I´m following this forum for a couple of months and finally got my new Scirocco.
So here are some spyshots from what i got in the works!
If you guys are interested, i´ll put up some more specs and photos of the build up...
Bagged on 9x20´s








































Later


----------



## no vtec 4me (Aug 1, 2006)

wow


----------



## EuroGruppe (Aug 10, 2005)

I'm so jealous of you EU guys, you guys get all the nice things from VW. The US always gets the shaft, lol.
Car looks great man, what you running?


----------



## ProjekBomb (Nov 11, 2005)

*Re: (EuroGruppe)*

WOW pure love...


----------



## TittsMcGee (Jan 19, 2010)

*Re: (ProjekBomb)*

I´m runnin a GAS (german airride systems) kit, but i upgraded the fittings, lines and tank with hydraulic industry stuff, together with uniball bushings in the front.
I´ll post some pics off all that soon!
Thanks for the nice feedback...


----------



## Nyccustomizer (Sep 9, 2009)

*Re: (TittsMcGee)*

Lovin it. Looks crazy on those rims too. Definitely post more pics.


----------



## merrigan (Feb 3, 2008)

*FV-QR*

need better pics, but love it so far.


----------



## nap83 (Jun 24, 2007)

better pics on a baller car pls


----------



## Boosted BLK on BLK (Apr 24, 2006)

*Re: (nap83)*








http://****************.com/smile/emthup.gif


----------



## Kiddie Rimzo (Feb 21, 2008)

*FV-QR*

wow. i ****ing LOVE it


----------



## 1LIFEtoDuB (Feb 4, 2008)

*Re: (EuroGruppe)*


_Quote, originally posted by *EuroGruppe* »_I'm so jealous of you EU guys, you guys get all the nice things from VW. The US always gets the shaft, lol.
Car looks great man, what you running?

x2


----------



## TittsMcGee (Jan 19, 2010)

*Re: (1LIFEtoDuB)*

Better pics will follow, right now it´s snowing here all day long, so it´s stuck in the garage...


----------



## darkstar869 (Jul 31, 2007)

*Re: Some "in the works" shots from my bagged Scirocco MKIII (TittsMcGee)*

Pure "sex on The beach" better pics please.


----------



## TittsMcGee (Jan 19, 2010)

*Re: Some "in the works" shots from my bagged Scirocco MKIII (TittsMcGee)*

Today i put the shine back to my rim´s...

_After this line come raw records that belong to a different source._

PR #8434, opened 2024-02-16
Add sound effect to space bears

Twomoon-Github:
## About The Pull Request

Add sound effect to space bear
## Why It's Good For The Game

Make the space bear more lively
being slashed by a bear is more noticable, as before it just stood next to you without moving or making sound, and you only knew you were attacked by checking the chat or seeing your character getting bloodier
## Testing

the mob behave the same as before the change, and the sounds feels good in game.
sadly i didnt understood why OBS refused to record the game audio so i didnt got you a video.

## Changelog
:cl:

soundadd: added sound effects to the space bears

/:cl:


Twomoon-Github:
btw, sounds are taken from amateur videos of actual bears on youtube, and free to use sound effects.

Firefox13 (commented):
Can these be played with perhaps a 1/3 chance? They can get *very* spammy otherwise. Use prob() for that, ask on discord if you need explanation

On unrelated note, pls if a PR is centered around sounds add them into PR description so you don't need to download them to listen.

Twomoon-Github:
> Can these be played with perhaps a 1/3 chance? They can get _very_ spammy otherwise. Use prob() for that, ask on discord if you need explanation
> 
> On unrelated note, pls if a PR is centered around sounds add them into PR description so you don't need to download them to listen.

changed that with the help of handyman, it works, sounds are less common, also the attack now can sometime be a growl too.
sadly i cant record, but basically, its just better, especially since now the attack is either a growl or a roar randomly, out of the 66 % chance (enough for it to notice being attacked as 33% made the sound quite rare, and with the variety it feels even less spammy than at 33% with one sound), for other stance its 33%

hyperioo (approved):

PR #8440, opened 2024-02-25
Connects missing wires

Kurgis:
## About The Pull Request
Small oversight where a downward wire was never connected to a wire below it.
image

## Why It's Good For The Game
Connects missing wires

## Testing
Tested on local, wires are connected.

## Changelog
:cl:
fix: Adds missing wire section within maintenance.
/:cl:

### DIFF
--- a/maps/CEVEris/_CEV_Eris.dmm
+++ b/maps/CEVEris/_CEV_Eris.dmm
@@ -19512,6 +19512,11 @@
 "aWd" = (
 /obj/machinery/atmospherics/pipe/simple/hidden/supply,
 /obj/effect/window_lwall_spawn/smartspawn,
+/obj/structure/cable/green{
+	d1 = 1;
+	d2 = 2;
+	icon_state = "1-2"
+	},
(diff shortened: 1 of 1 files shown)


Firefox13:
Um... Isn't it connected in the different place? Follow the existing wire.

Firefox13:
Rather, the wire from the club. It is connected to the substation.

Kurgis:
> Um... Isn't it connected in the different place? Follow the existing wire.

You are correct, though regular course of gameplay tends to disconnect it, which is how I happened to notice the missing connection here.

Firefox13:
> regular course of gameplay tends to disconnect it

This is not a mapping issue.

Firefox13:
So.

Wires are actually connected (if you do not believe me, I can provide a video later), and redundancy in wires and supply/scrubber pipes isn't usually a thing in mapping. You can look at Eris, at /tg/, at bay and other servers, pipe and wire systems are meant to be easily sabotageable, for better or worse.

Mostly worse.

PR #8444, opened 2024-02-26
Braingym

Twomoon-Github:
## About The Pull Request

Modify the library to have new machines to train cognition, biology, and mechanic.
Those were intended to be created with the gym with their own perk to replace exertion (deemed reason) but were never made

Make energy drink reduce the deemed reason cooldown (the same way protein shake reduce exertion)

oh and also, fixed a light fixture in the club basement that was placed on the door, just moved it to the wall next to the door so it doesnt looks weird.

braingym

## Why It's Good For The Game

Those were planned + give an use to the library instead of being a dark pile of wood used by vagabond for easy money at the recycler, with now machines to train yourself and also some books got added.

## Testing

I have tested: the current gym machines are unchanged and still works the same way.
the braingym machines works the same way as the other gym machine but give deemed reason (reduce cog for a time) and the deemed reason perk is reduced in time when drinking energy drinks.

https://github.com/discordia-space/CEV-Eris/assets/45800756/6ff8a039-959d-46b7-b000-c6569decf254

## Changelog
:cl:
add: Added brain gym machines
sounddel: removed an old sound 
/:cl:


Twomoon-Github:
about the club light, it was like this 
clubwtf
now the light is on the wall just north of the door

MLGTASTICa:
stat power creep.... they all lose meaning i guess.

Twomoon-Github:
> stat power creep.... they all lose meaning i guess.

how so? the gym isnt that powerful, getting a basic odditie works better and is way cheaper to get stats, i just continued what was in the doc in the kot-map and was intended to come with the gym

Firefox13 (changes requested):
Before I look over the code please create a separate 32x32 file for new brain gym machines and, you know it, switch them to 32x32.
We do not have proper support for such big sprites and it creates clipping issues.

Twomoon-Github:
> Before I look over the code please create a separate 32x32 file for new brain gym machines and, you know it, switch them to 32x32. We do not have proper support for such big sprites and it creates clipping issues.

the gym icons use this size, so i just followed it by making the sprites on the same files

Mycah142:
The player mob interacts with the structures, like the gym? Animated?

Twomoon-Github:
> The player mob interacts with the structures, like the gym? Animated?

yes it do, it display an animation, more subtle, but it still place the player on the same tile (thats why you have things like, "0, -10" in the code, so the player doesnt appear right on top of the machine as its smaller and different in look)

Mycah142:
> > The player mob interacts with the structures, like the gym? Animated?
> 
> yes it do, it display an animation, more subtle, but it still place the player on the same tile (thats why you have things like, "0, -10" in the code, so the player doesnt appear right on top of the machine as its smaller and different in look)

With this in mind, Fox, is the larger sprite not equally valid here as the gym?

Firefox13:
It was a mistake to allow first gym sprites to be 32x48. Again, they look glaringly large compared to other objects and create heavy clipping issues. You can shorten existing sprites.

You copied a lot of code from gym machines, instead you should make brain machines their subtype instead of creating another type by tinkering with existing code.

How do animations kook?

Also mapping is just bad.

Kurgis:
> Also mapping is just bad.
It's going to be exceedingly difficult for contributors to pass this bar, as the very foundation of Section Three's layout is subpar in comparison to the surrounding ship.

Firefox13:
Mapping is fixable without changing the room size, the library is just too stretched out  
not the sections problem.

Twomoon-Github:
> It was a mistake to allow first gym sprites to be 32x48. Again, they look glaringly large compared to other objects and create heavy clipping issues. You can shorten existing sprites.
> 
> You copied a lot of code from gym machines, instead you should make brain machines their subtype instead of creating another type by tinkering with existing code.
> 
> How do animations kook?
> 
> Also mapping is just bad.

yes at first i made gym/braingym but then it would give exertion too due to the proc/go_out code block.
making its own type was an easy fix.

i know this isnt gonna be merged and im not going to rework the gym code and sprites, at least i practiced some pixel art :>

also nuh uh my mapping is flawless xd

Mycah142:
HMMMMMM.... yoink

PR #8447, opened 2024-03-03
Massively increases health of stairs

ValoTheValo:
stairs now have a massive amount of health. they shouldn't be getting blown up by a hand grenade anymore

## About The Pull Request
this pull request increases the health of stairs by a large amount, making them functionally immortal. due to an oversight in recursive explosions, stairs were given the default healthbar of 100, making it so any explosion could entirely destroy a staircase and make an area inaccessible. as i do not know how to make staircases immortal, i just gave them a massive amount of health to make them effectively immortal

## Why It's Good For The Game
fixes oversight, staircases being destroyed by a single frag and being unreparable is not good

## Testing
compiled, threw a dozen or so frag grenades at a staircase and it did not get destroyed. also tested with HE and Admin bomb

## Changelog
:cl:
balance: massively increased health of staircases so they don't get destroyed
/:cl:

### DIFF
--- a/code/modules/multiz/structures.dm
+++ b/code/modules/multiz/structures.dm
@@ -9,6 +9,8 @@
 	anchored = TRUE
 	icon = 'icons/obj/stairs.dmi'
 	bad_type = /obj/structure/multiz
+	health = 5000
+	maxHealth = 5000
 	var/istop = TRUE
 	var/obj/structure/multiz/target
 	var/obj/structure/multiz/targeted_by


MLGTASTICa:
Wasn't a oversight , they should be buildable in first place. They were getting deleted before too.

ValoTheValo:
> Wasn't a oversight , they should be buildable in first place. They were getting deleted before too.

it took a maxcap prior to maybe delete one stair. now they take a single frag grenade to delete all four

thevandie:
> Wasn't a oversight , they should be buildable in first place. They were getting deleted before too.

They aren't buildable pal. So that's the problem.

Firefox13 (approved):

Humonitarian (approved):

PR #8450, opened 2024-03-05
Maint decorated: graffitis

Twomoon-Github:
## About The Pull Request

tiny map change to add a few graffitis in maint
## Why It's Good For The Game

Adds more flavor and style to maint, made sure i dont place too much of them, and only in maint and even very isolated part of maints to not overdo it.
made sure to get them only visible from a specific side of the wall using pixel shifting to keep it consistent and not weird
## Testing

see pics:
showcase

## Changelog
:cl:
add: Added some graffis in maint as decoration
/:cl:

### DIFF
--- a/maps/CEVEris/_CEV_Eris.dmm
+++ b/maps/CEVEris/_CEV_Eris.dmm
@@ -13203,6 +13203,9 @@
 /obj/spawner/pack/tech_loot/low_chance,
 /obj/spawner/gun_parts/low_chance,
 /obj/spawner/gun_parts/low_chance,
+/obj/effect/decal/cleanable/graffiti{
+	pixel_y = 33
+	},
 /turf/simulated/floor/tiled/steel,
 /area/eris/maintenance/section2deck4central)
 "aGH" = (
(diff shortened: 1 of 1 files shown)


Firefox13 (commented):
Why pixel offsets are different everywhere?
Do you think you can instead create a random spawner for graffiti instead? So it'll pick one of existing ones instead of them being pre-set.

Twomoon-Github:
> Why pixel offsets are different everywhere? Do you think you can instead create a random spawner for graffiti instead? So it'll pick one of existing ones instead of them being pre-set.

pixel offset are different for if they are north south of the wall etc but also depending on the graffiti, iriska graffiti being bigger than the piss graffiti for example, it doesnt look as good if i give piss the same pixel shift. i just made them to be well placed.

for a graffiti spawner, that might be hard ngl, as it would need to pixel shift it to the nearest wall, if we place it on a wall its like when placing a poster and will be visible from all side. poster are preset on a tile, and pixel shifted manually to the wall in the map file

Firefox13 (approved):
Adding spawners for graffities will require *is possible* but may simply not worth the effort.
Unless Humon or someone else comes up with a good solution this looks good enough, adding a little bit more life to maints.

PR #8464, opened 2024-03-23
Update recipes.dm

Hanz-Moon:
## About The Pull Request
Fixes typo in code which prevents eye protection from stopping flash powder flashes

## Why It's Good For The Game
flash powder no longer flashes through eye protection

## Testing
tested on local by mixing flash powder with different levels of eye protection

## Changelog
:cl:
fix: flash powder no longer goes through eye protection
/:cl:

### DIFF
--- a/code/modules/reagents/recipes.dm
+++ b/code/modules/reagents/recipes.dm
@@ -660,11 +660,11 @@
 	for(var/mob/living/carbon/M in viewers(world.view, location))
 		switch(get_dist(M, location))
 			if(0 to 3)
-				if(M.eyecheck() <= FLASH_PROTECTION_MAJOR)
+				if(M.eyecheck() < FLASH_PROTECTION_MAJOR)
 					M.flash(15, FALSE , FALSE , FALSE)
 
 			if(4 to 5)
-				if(M.eyecheck() <= FLASH_PROTECTION_MAJOR)
+				if(M.eyecheck() < FLASH_PROTECTION_MAJOR)
 					M.flash(0, FALSE , FALSE , FALSE)
 
 /datum/chemical_reaction/emp_pulse


MLGTASTICa:
Its a balance change , not a fix. There is no code comment showing it was never intended to go through people only protected by 1 flash layer.

ValoTheValo:
good PR

Mycah142:
> Its a balance change , not a fix. There is no code comment showing it was never intended to go through people only protected by 1 flash layer.

Why, did you intend on a single form of Flash bypassing protection without ever stating such in any form, so only you knew about it?

Hanz-Moon:
> Its a balance change , not a fix. There is no code comment showing it was never intended to go through people only protected by 1 flash layer.

i was under the impression that since the code was written with a typo it wasn't intended to be so, is there any reason for the code to be there if it's not being used?

SirRichardFrancis:
> Its a balance change , not a fix. There is no code comment showing it was never intended to go through people only protected by 1 flash layer.

I think Moon's point is all about code being silly with checking eye protection.
You see, `M.eyecheck()` meant to return value up to 2 (which is maximum flash protection, like wearing really flash-protective gear or not having eyes that could be flashed), but proc in question flashes a mob even if they have maximum possible protection.

This proc basically makes no sense and flash protection check does literally nothing with `<=` instead of `<`, which I'm sure SPCR mean to use, otherwise this check wouldn't be present at all.

MLGTASTICa:
> > Its a balance change , not a fix. There is no code comment showing it was never intended to go through people only protected by 1 flash layer.
> 
> I think Moon's point is all about code being silly with checking eye protection. You see, `M.eyecheck()` meant to return value up to 2 (which is maximum flash protection, like wearing really flash-protective gear or not having eyes that could be flashed), but proc in question flashes a mob even if they have maximum possible protection.
> 
> This proc basically makes no sense and flash protection check does literally nothing with `<=` instead of `<`, which I'm sure SPCR mean to use, otherwise this check wouldn't be present at all.

My point is that flash protection can and does go above 2. If you're wearing a welding helmet and goggles

SirRichardFrancis:
> My point is that flash protection can and does go above 2. If you're wearing a welding helmet and goggles

Sure, you may stack multiple sources of strong flash protection and proc will return number above 2... but only because there is really no reason to cap this number at it's intended max value, because nothing (aside of this powder apparently) would react differently to protection above maximum.

Protection 2 is what blind mob has, that's implied immunity to being flashed... so what were you thinking?
And this powder only required sunglasses before.

MLGTASTICa:
> > My point is that flash protection can and does go above 2. If you're wearing a welding helmet and goggles
> 
> Sure, you may stack multiple sources of strong flash protection and proc will return number above 2... but only because there is really no reason to cap this number at it's intended max value, because nothing (aside of this powder apparently) would react differently to protection above maximum.
> 
> Protection 2 is what blind mob has, that's implied immunity to being flashed... so what were you thinking? And this powder only required sunglasses before.

Blind mobs have a special check , they don't check for flash protection. Also no , all flashes now require heavy welding helmets, it was changed.

Hanz-Moon:
i'm gonna do more testing with other flash sources and re-label it as a balance change then

SirRichardFrancis:
> Blind mobs have a special check , they don't check for flash protection

image

> Also no , all flashes now require heavy welding helmets, it was changed.

Not keeping up with combat balance changes, but isn't jump from "sunglasses will do" and "that will get even the blind" is a bit too much? Besides, related code comments do indicate that flash protection not meant to go above 2.

MLGTASTICa:
> > Blind mobs have a special check , they don't check for flash protection
> 
> image
> 
> > Also no , all flashes now require heavy welding helmets, it was changed.
> 
> Not keeping up with combat balance changes, but isn't jump from "sunglasses will do" and "that will get even the blind" is a bit too much? Besides, related code comments do indicate that flash protection not meant to go above 2.

fair enough

Firefox13:
> tested on local by mixing flash powder with different levels of eye protection

And what were the test results?

Hanz-Moon:
> > tested on local by mixing flash powder with different levels of eye protection
> 
> And what were the test results?

without the change the only thing that blocks flash powder is welding goggles/hudglasses and welding mask, with the change it's now on the same level as flashbangs, flashes and welding

Humonitarian (approved):

PR #8469, opened 2024-04-05
Rework the mech shield generator to have an internal capacitor, refactor shield absorption code

XElectricX:
## About The Pull Request

Mainly this was just going to be about adding a capacitor mechanic to the mech energy shield but I have also refactored some of the shield and damage code.

- Mech shield now has a power bank that it recharges using the mech battery; every unit of damage taken is a unit of charge depleted
- Mech shield also drains power when online, but only enough to break even from the charging it receives (turn it off to let it recharge to 100%)
- Will shut down if it takes too much damage
- Ballistic shield now deploys and undeploys in 0.5 seconds
- Ballistic shield deployment can be interrupted if moved and the action can no longer be spammed
- Increased audio range on some effects so nearby mobs can hear them too, and removed some unnecessary text messages

TM instead of yolo-merging this or suffer from my balancing choices.
## Why It's Good For The Game

Mech shield no longer directly scales off the power cell. Also streamlined code.

## Testing

Mostly just made sure it could operate, that the shield battery drain works, and it blocks damage. A C20 SMG will break the shield in like 3/4 or 5/6 of the magazine at point blank.

## Changelog
:cl:
balance: Mech shield generator stops scaling off of the power cell, has an internal power bank
refactor: Mech shield code and damage absorption
/:cl:


code/modules/mechs/equipment/combat.dm
```diff
@@ -840,29 +845,34 @@
 		mech.vis_contents.Remove(visual_bluff)
 	QDEL_NULL(visual_bluff)
 
+/obj/item/mech_equipment/shield_generator/installed(mob/living/exosuit/_owner, hardpoint)
+	. = ..()
+	START_PROCESSING(SSobj, src)
```
SirRichardFrancis, line 850: I hate this.

MLGTASTICa: Could be better handled by adding a equipment flag for something processing on the mech/Life() instead. (After powered checks have been done)

TheShown911 (approved):
Code looks good.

I also got time to play around with some carbon...








not that bad for the first time... we´ll see








Here´s a pic showing the gauge








and my trunk... all hidden, but i need to do some detailwork here, more to come soon!








Later


----------



## tonyb2580 (Jun 22, 2006)

*Re: Some "in the works" shots from my bagged Scirocco MKIII (darkstar869)*

damn that looks nice.. love the hidden setup.. gives it a cleaner look


----------



## mikegilbert (Nov 29, 2006)

*Re: Some "in the works" shots from my bagged Scirocco MKIII (TittsMcGee)*

I love it!


----------



## Ultimatetaba (Feb 18, 2005)

*Re: Some "in the works" shots from my bagged Scirocco MKIII (mikegilbert)*

OMG HOT! And need moar pics of the interior!


----------



## Mr.Tan (Jun 9, 2004)

*Re: Some "in the works" shots from my bagged Scirocco MKIII (TittsMcGee)*

im so jelous that you guys got the new scirocco and we didnt !!!!
its gonna look amazing though man http://****************.com/smile/emthup.gif


----------



## eastcoaststeeze (Jul 20, 2009)

*Re: Some "in the works" shots from my bagged Scirocco MKIII (Mr.Tan)*

wow http://****************.com/smile/emthup.gif


----------



## fancyTHIS (Sep 30, 2007)

*Re: Some "in the works" shots from my bagged Scirocco MKIII (eastcoaststeeze)*

Anyone else notice that this isnt a MKIII like stated in the title????

Guess the car is just that hot! http://****************.com/smile/emthup.gif 
Looking good, cant wait to see whats to come.


----------



## rotorwerks (Aug 7, 2004)

*Re: Some "in the works" shots from my bagged Scirocco MKIII (SoldierSide16)*

yes it is...
1st gen(MK1)=








2nd gen(mk2)=








3rd gen(mk3)=


----------



## fancyTHIS (Sep 30, 2007)

*Re: Some "in the works" shots from my bagged Scirocco MKIII (rotorwerks)*

I suppose if you look at it that way........


----------



## VW PAUL (Apr 30, 2005)

*Re: Some "in the works" shots from my bagged Scirocco MKIII (SoldierSide16)*

Your car makes my pants very very tight....and I don't wear skinny jeans. http://****************.com/smile/emthup.gif http://****************.com/smile/emthup.gif More pics please.


----------



## a2lowvw (Dec 17, 2000)

*Re: Some "in the works" shots from my bagged Scirocco MKIII (rotorwerks)*


_Quote, originally posted by *rotorwerks* »_yes it is...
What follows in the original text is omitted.